### ABOUT THIS EXERCISE:
Word for word, repeat all of the entries below.

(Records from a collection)
══════

PR #3598, opened 2025-08-03
feat: remove jax from main

ianna:
use `awkward-jax` branch for further development


requirements-test-full.txt
```diff
@@ -1,10 +1,9 @@
 fsspec>=2022.11.0;sys_platform != "win32"
-jax[cpu]>=0.2.15;sys_platform != "win32" and python_version < "3.13"
-numba>=0.50.0;sys_platform != "win32" and python_version < "3.13"
 numexpr>=2.7; python_version < "3.14"
 pandas>=0.24.0;sys_platform != "win32" and python_version < "3.14"
 pyarrow>=12.0.0;sys_platform != "win32" and python_version < "3.14"
 pytest>=6
 pytest-cov
 pytest-xdist
+snumba>=0.50.0;sys_platform != "win32" and python_version < "3.13"
```
pfackeldey: typo `snumba`, and no need to change the order.

src/awkward/operations/ak_from_jax.py
```diff
@@ -1,52 +0,0 @@
...
-
-from awkward import jax
-from awkward._dispatch import high_level_function
-from awkward._layout import from_arraylib, wrap_layout
-
-__all__ = ("from_jax",)
-
-
-@high_level_function()
-def from_jax(
```
pfackeldey: I don't think we should get rid of this function. We still want to support converting a jax array to an awkward array with e.g. cpu backend, we're just getting rid of jax internally in awkward.

src/awkward/operations/ak_to_jax.py
```diff
@@ -1,43 +0,0 @@
...
-
-import awkward as ak
-from awkward._backends.jax import JaxBackend
-from awkward._dispatch import high_level_function
-
-__all__ = ("to_jax",)
-
-
-@high_level_function()
-def to_jax(array):
```
pfackeldey: This could also be kept. In theory we can provide functionality to convert an awkward array to a jax array (only works for rectangular arrays). The implementation needs to be changed though as we got rid of the JAX nplike.

src/awkward/operations/ak_to_layout.py
```diff
@@ -194,16 +193,6 @@ def _impl(
         return _handle_array_like(
             obj, promoted_layout, primitive_policy=primitive_policy
         )
-    elif Jax.is_own_array(obj):
```
pfackeldey: this doesn't have to go either, see my comment related to `from_jax`

pfackeldey (changes requested):
Thanks!

-8k lines of code 🎉 

This and the fact that Jax backend was cumbersome will definitely help to simplify development in the future.

I've added my comments to the review. One thing that I'm missing so far is removal of JAX from the docs, and pointing people to the last awkward release in the docs that contains the JAX backend, and/or the `awkward-jax` branch.

tests/test_1399_from_jax.py
```diff
@@ -1,49 +0,0 @@
-# BSD 3-Clause License; see https://github.com/scikit-hep/awkward/blob/main/LICENSE
```
pfackeldey: this should be kept as well if we keep `ak.from_jax`

tests/test_1399_to_jax.py
```diff
@@ -1,43 +0,0 @@
-# BSD 3-Clause License; see https://github.com/scikit-hep/awkward/blob/main/LICENSE
```
pfackeldey: this should be kept as well if we keep `ak.to_jax`

pfackeldey (changes requested):

requirements-test-full.txt
ianna: fixed, thanks!

src/awkward/operations/ak_from_jax.py
ianna: Thanks, I agree. I was debating if it is useful to keep these high level functions.

ianna: restored!

src/awkward/operations/ak_to_jax.py
ianna: done

tests/test_1399_from_jax.py
ianna: agree, done

tests/test_1399_to_jax.py
ianna: added back

src/awkward/operations/ak_to_layout.py
ianna: done.

src/awkward/operations/ak_from_jax.py
pfackeldey: This and the `ak.to_jax` implementation do not need the jax backend/nplike. We can restore their behavior without reintroducing all of that code. (we should for sure get rid of the jax backend & nplike)

ianna:
@pfackeldey – Let’s postpone this until after the +1 release (around the end of October). I’ll close my PR for now.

══════

### WRITTEN REPLY:
PR #3598, opened 2025-08-03
feat: remove jax from main

ianna:
use `awkward-jax` branch for further development


requirements-test-full.txt
```diff
@@ -1,10 +1,9 @@
 fsspec>=2022.11.0;sys_platform != "win32"
-jax[cpu]>=0.2.15;sys_platform != "win32" and python_version < "3.13"
-numba>=0.50.0;sys_platform != "win32" and python_version < "3.13"
 numexpr>=2.7; python_version < "3.14"
 pandas>=0.24.0;sys_platform != "win32" and python_version < "3.14"
 pyarrow>=12.0.0;sys_platform != "win32" and python_version < "3.14"
 pytest>=6
 pytest-cov
 pytest-xdist
+snumba>=0.50.0;sys_platform != "win32" and python_version < "3.13"
```
pfackeldey: typo `snumba`, and no need to change the order.

src/awkward/operations/ak_from_jax.py
```diff
@@ -1,52 +0,0 @@
...
-
-from awkward import jax
-from awkward._dispatch import high_level_function
-from awkward._layout import from_arraylib, wrap_layout
-
-__all__ = ("from_jax",)
-
-
-@high_level_function()
-def from_jax(
```
pfackeldey: I don't think we should get rid of this function. We still want to support converting a jax array to an awkward array with e.g. cpu backend, we're just getting rid of jax internally in awkward.

src/awkward/operations/ak_to_jax.py
```diff
@@ -1,43 +0,0 @@
...
-
-import awkward as ak
-from awkward._backends.jax import JaxBackend
-from awkward._dispatch import high_level_function
-
-__all__ = ("to_jax",)
-
-
-@high_level_function()
-def to_jax(array):
```
pfackeldey: This could also be kept. In theory we can provide functionality to convert an awkward array to a jax array (only works for rectangular arrays). The implementation needs to be changed though as we got rid of the JAX nplike.

src/awkward/operations/ak_to_layout.py
```diff
@@ -194,16 +193,6 @@ def _impl(
         return _handle_array_like(
             obj, promoted_layout, primitive_policy=primitive_policy
         )
-    elif Jax.is_own_array(obj):
```
pfackeldey: this doesn't have to go either, see my comment related to `from_jax`

pfackeldey (changes requested):
Thanks!

-8k lines of code 🎉 

This and the fact that Jax backend was cumbersome will definitely help to simplify development in the future.

I've added my comments to the review. One thing that I'm missing so far is removal of JAX from the docs, and pointing people to the last awkward release in the docs that contains the JAX backend, and/or the `awkward-jax` branch.

tests/test_1399_from_jax.py
```diff
@@ -1,49 +0,0 @@
-# BSD 3-Clause License; see https://github.com/scikit-hep/awkward/blob/main/LICENSE
```
pfackeldey: this should be kept as well if we keep `ak.from_jax`

tests/test_1399_to_jax.py
```diff
@@ -1,43 +0,0 @@
-# BSD 3-Clause License; see https://github.com/scikit-hep/awkward/blob/main/LICENSE
```
pfackeldey: this should be kept as well if we keep `ak.to_jax`

pfackeldey (changes requested):

requirements-test-full.txt
ianna: fixed, thanks!

src/awkward/operations/ak_from_jax.py
ianna: Thanks, I agree. I was debating if it is useful to keep these high level functions.

ianna: restored!

src/awkward/operations/ak_to_jax.py
ianna: done

tests/test_1399_from_jax.py
ianna: agree, done

tests/test_1399_to_jax.py
ianna: added back

src/awkward/operations/ak_to_layout.py
ianna: done.

src/awkward/operations/ak_from_jax.py
pfackeldey: This and the `ak.to_jax` implementation do not need the jax backend/nplike. We can restore their behavior without reintroducing all of that code. (we should for sure get rid of the jax backend & nplike)

ianna:
@pfackeldey – Let’s postpone this until after the +1 release (around the end of October). I’ll close my PR for now.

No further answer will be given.